**What is being asked:**
The answer must consist solely of the line that contains "and then change" and all subsequent lines of the data, each reproduced exactly.

**Input records:**
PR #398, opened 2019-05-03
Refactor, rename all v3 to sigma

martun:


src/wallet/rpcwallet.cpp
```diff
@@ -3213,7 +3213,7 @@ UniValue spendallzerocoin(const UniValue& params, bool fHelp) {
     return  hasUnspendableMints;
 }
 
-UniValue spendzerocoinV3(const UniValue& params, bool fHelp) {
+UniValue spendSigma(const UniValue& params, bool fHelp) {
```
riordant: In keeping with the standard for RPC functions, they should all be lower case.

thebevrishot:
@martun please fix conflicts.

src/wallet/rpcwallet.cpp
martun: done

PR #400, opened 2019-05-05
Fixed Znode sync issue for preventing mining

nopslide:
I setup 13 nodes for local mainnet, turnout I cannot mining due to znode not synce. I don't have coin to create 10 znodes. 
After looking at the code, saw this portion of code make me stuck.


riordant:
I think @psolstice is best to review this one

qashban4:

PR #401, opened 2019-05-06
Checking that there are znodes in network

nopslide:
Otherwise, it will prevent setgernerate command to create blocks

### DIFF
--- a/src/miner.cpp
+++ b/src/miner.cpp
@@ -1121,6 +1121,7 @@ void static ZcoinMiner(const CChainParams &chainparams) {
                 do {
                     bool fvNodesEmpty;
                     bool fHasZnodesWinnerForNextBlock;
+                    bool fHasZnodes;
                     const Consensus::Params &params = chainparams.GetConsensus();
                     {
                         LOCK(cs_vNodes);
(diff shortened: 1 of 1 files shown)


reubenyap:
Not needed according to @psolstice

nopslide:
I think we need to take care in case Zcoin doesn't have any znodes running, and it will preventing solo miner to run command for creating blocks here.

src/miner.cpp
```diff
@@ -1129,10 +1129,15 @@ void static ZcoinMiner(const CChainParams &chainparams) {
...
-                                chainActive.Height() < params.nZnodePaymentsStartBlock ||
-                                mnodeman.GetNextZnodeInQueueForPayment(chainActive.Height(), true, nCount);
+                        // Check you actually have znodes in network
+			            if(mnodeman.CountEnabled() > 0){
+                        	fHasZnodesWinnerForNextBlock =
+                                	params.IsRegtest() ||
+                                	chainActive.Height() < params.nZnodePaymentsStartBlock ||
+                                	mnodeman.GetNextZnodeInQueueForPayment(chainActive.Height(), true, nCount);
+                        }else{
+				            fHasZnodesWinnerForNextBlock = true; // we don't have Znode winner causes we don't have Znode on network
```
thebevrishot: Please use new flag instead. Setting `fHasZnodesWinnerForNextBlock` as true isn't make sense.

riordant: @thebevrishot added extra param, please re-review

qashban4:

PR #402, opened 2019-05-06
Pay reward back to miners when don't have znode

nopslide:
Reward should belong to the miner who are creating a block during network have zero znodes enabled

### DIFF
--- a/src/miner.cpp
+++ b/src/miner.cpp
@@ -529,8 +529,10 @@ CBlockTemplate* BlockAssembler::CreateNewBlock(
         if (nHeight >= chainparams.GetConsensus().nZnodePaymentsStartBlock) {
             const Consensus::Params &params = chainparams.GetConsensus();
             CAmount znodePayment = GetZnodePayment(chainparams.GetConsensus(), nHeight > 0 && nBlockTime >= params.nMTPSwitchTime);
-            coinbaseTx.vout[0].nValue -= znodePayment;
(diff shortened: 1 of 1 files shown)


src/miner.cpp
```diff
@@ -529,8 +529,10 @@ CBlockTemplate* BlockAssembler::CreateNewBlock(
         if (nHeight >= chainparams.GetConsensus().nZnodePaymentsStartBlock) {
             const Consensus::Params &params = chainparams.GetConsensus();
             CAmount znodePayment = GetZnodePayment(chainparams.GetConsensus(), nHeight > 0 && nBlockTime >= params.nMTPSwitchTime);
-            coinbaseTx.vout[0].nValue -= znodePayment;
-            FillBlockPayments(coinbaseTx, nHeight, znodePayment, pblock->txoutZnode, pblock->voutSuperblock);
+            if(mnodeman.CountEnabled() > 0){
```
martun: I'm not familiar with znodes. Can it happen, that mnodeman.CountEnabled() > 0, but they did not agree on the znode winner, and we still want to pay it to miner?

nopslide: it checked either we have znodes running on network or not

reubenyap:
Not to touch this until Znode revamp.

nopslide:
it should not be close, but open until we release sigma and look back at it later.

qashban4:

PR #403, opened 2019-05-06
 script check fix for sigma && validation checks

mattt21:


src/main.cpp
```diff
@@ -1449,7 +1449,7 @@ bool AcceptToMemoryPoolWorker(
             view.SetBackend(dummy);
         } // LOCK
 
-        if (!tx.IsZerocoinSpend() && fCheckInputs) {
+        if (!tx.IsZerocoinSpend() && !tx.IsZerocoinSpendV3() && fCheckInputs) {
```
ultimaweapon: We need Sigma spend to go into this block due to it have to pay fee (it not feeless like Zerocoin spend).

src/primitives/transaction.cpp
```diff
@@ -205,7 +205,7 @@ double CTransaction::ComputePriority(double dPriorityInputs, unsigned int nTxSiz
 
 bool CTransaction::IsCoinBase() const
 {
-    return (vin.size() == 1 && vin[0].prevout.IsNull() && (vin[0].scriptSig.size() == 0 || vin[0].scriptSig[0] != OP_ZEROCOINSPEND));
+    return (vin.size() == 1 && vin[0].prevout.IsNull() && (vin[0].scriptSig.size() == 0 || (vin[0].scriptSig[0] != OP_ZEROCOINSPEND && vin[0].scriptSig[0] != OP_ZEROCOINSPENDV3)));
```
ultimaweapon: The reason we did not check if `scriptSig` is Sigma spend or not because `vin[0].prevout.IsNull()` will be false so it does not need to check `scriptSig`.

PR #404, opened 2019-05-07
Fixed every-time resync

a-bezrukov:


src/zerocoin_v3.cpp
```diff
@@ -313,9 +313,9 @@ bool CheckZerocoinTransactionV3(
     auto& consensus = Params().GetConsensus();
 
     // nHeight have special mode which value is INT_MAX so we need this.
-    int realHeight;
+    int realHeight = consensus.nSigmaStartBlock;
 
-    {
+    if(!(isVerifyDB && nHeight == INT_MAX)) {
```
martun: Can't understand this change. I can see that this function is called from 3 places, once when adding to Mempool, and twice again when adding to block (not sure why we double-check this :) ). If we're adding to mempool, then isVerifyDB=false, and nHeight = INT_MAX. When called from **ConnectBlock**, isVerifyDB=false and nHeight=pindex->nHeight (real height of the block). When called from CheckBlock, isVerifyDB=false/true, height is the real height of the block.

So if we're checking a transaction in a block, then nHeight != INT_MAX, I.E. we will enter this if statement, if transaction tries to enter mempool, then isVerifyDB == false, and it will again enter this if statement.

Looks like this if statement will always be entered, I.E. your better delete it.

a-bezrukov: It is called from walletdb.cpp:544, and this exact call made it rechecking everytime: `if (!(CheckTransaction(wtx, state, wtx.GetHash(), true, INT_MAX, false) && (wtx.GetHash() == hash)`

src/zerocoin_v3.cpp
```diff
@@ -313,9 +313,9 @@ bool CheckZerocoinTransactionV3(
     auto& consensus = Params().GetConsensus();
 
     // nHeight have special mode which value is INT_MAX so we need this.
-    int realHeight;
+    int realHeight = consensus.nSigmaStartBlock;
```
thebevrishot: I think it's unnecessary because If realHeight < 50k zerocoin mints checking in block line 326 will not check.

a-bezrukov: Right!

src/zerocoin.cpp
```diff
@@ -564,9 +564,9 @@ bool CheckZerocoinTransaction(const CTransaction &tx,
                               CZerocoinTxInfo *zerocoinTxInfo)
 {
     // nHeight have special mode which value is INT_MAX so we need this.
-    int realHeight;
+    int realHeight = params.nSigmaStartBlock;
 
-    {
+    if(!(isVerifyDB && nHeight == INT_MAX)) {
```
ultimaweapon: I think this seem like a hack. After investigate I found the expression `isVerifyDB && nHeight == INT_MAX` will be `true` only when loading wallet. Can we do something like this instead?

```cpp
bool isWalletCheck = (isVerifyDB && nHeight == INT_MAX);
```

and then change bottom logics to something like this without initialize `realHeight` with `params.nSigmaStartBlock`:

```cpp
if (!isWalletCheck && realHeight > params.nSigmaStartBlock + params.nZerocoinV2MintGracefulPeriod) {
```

**Response:**
and then change bottom logics to something like this without initialize `realHeight` with `params.nSigmaStartBlock`:

```cpp
if (!isWalletCheck && realHeight > params.nSigmaStartBlock + params.nZerocoinV2MintGracefulPeriod) {
```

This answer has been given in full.